▸ Data for analysis

PR #789, opened 2019-10-14
Don't try to change scope of windows runtime projection

mrvoorhe:
Trying to change the scope of a projection results in a exception`System.InvalidOperationException : Projected type scope can't be changed`, so let's skip these.

### DIFF
--- a/src/linker/Linker.Steps/SweepStep.cs
+++ b/src/linker/Linker.Steps/SweepStep.cs
@@ -414,6 +414,10 @@ namespace Mono.Linker.Steps {
 
 		static void UpdateTypeScope (TypeReference type, AssemblyDefinition assembly)
 		{
+			// Can't update the scope of windows runtime projections
+			if (type.IsWindowsRuntimeProjection)
+				return;
+
 			if (type is GenericInstanceType git && git.HasGenericArguments) {
 				UpdateTypeScope (git.ElementType, assembly);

▸ Problem statement
Write out the listing above, keeping every word exactly.

▸ Solution
PR #789, opened 2019-10-14
Don't try to change scope of windows runtime projection

mrvoorhe:
Trying to change the scope of a projection results in a exception`System.InvalidOperationException : Projected type scope can't be changed`, so let's skip these.

### DIFF
--- a/src/linker/Linker.Steps/SweepStep.cs
+++ b/src/linker/Linker.Steps/SweepStep.cs
@@ -414,6 +414,10 @@ namespace Mono.Linker.Steps {
 
 		static void UpdateTypeScope (TypeReference type, AssemblyDefinition assembly)
 		{
+			// Can't update the scope of windows runtime projections
+			if (type.IsWindowsRuntimeProjection)
+				return;
+
 			if (type is GenericInstanceType git && git.HasGenericArguments) {
 				UpdateTypeScope (git.ElementType, assembly);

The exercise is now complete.